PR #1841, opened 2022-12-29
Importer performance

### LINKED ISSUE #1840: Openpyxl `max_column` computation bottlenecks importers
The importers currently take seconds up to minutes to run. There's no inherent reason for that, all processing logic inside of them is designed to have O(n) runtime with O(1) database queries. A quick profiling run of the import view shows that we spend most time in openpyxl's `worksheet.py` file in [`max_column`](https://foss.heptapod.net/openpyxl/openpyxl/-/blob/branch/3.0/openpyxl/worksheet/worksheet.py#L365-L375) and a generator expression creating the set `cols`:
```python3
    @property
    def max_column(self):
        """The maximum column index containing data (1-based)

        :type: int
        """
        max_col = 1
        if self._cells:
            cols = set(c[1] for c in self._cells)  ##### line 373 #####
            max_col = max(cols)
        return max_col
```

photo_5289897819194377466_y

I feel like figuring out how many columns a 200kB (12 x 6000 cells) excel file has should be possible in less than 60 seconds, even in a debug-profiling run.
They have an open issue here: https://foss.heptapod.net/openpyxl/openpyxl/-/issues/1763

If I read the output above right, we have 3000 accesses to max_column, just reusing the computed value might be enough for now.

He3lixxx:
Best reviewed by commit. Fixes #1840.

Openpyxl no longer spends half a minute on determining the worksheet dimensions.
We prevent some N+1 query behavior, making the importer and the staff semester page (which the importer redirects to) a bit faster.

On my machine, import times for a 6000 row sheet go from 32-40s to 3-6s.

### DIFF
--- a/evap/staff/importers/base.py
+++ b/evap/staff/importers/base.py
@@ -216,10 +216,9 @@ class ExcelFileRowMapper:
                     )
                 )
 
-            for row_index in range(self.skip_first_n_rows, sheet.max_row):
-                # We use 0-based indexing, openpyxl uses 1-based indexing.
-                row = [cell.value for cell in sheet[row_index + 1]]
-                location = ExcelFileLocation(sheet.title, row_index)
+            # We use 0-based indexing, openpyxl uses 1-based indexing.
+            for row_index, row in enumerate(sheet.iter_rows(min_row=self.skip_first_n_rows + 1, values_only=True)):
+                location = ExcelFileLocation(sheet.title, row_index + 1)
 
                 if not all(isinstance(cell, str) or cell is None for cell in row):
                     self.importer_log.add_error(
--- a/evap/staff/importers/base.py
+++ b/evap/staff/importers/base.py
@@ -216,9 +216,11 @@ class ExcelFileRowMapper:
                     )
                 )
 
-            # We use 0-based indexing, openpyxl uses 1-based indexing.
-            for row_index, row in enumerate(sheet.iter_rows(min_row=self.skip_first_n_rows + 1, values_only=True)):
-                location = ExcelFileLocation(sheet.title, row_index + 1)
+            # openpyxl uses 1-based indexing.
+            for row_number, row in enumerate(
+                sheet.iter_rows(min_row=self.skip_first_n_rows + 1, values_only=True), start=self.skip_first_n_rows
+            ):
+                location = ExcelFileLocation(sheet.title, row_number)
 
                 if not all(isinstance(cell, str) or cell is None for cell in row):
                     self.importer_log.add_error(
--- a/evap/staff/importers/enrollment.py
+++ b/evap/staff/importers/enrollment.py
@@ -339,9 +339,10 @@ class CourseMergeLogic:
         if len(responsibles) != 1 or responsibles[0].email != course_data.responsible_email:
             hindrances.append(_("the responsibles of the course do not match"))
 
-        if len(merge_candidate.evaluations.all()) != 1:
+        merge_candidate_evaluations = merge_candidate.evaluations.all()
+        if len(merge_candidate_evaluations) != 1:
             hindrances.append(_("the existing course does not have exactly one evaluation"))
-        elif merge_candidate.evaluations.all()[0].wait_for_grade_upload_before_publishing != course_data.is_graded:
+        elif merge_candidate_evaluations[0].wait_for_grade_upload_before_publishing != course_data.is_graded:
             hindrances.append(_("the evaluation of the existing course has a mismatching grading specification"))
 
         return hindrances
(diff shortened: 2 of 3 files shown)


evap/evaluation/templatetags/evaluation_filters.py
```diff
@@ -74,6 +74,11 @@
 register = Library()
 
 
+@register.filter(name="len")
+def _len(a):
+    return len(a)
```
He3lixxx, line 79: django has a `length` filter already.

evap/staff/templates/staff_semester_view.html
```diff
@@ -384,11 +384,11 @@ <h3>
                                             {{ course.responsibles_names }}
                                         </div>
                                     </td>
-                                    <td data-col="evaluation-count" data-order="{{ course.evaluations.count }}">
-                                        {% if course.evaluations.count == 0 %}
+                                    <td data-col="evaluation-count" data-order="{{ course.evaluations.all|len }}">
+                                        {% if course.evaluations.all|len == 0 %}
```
---
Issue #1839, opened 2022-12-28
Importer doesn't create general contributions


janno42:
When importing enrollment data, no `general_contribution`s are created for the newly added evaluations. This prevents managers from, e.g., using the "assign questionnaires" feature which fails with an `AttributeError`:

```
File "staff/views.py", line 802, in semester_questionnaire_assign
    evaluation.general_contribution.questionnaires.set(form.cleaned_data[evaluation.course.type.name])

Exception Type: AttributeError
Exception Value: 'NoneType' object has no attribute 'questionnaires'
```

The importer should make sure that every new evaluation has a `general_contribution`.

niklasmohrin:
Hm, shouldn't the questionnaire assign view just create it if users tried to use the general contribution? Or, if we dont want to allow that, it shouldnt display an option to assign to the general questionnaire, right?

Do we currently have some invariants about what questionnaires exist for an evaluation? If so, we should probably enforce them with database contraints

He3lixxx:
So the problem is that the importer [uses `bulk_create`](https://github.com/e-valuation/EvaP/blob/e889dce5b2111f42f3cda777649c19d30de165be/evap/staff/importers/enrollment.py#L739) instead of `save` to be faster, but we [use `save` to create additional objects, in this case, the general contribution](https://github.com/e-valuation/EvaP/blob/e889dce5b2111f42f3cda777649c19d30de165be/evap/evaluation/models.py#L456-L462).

*Assigned task*.
All lines in the listing above between the line with "I feel like" and the line with "for row_index in", inclusive, should be set down exactly, and no line outside that range.

*Exercise solution*.
I feel like figuring out how many columns a 200kB (12 x 6000 cells) excel file has should be possible in less than 60 seconds, even in a debug-profiling run.
They have an open issue here: https://foss.heptapod.net/openpyxl/openpyxl/-/issues/1763

If I read the output above right, we have 3000 accesses to max_column, just reusing the computed value might be enough for now.

He3lixxx:
Best reviewed by commit. Fixes #1840.

Openpyxl no longer spends half a minute on determining the worksheet dimensions.
We prevent some N+1 query behavior, making the importer and the staff semester page (which the importer redirects to) a bit faster.

On my machine, import times for a 6000 row sheet go from 32-40s to 3-6s.

### DIFF
--- a/evap/staff/importers/base.py
+++ b/evap/staff/importers/base.py
@@ -216,10 +216,9 @@ class ExcelFileRowMapper:
                     )
                 )
 
-            for row_index in range(self.skip_first_n_rows, sheet.max_row):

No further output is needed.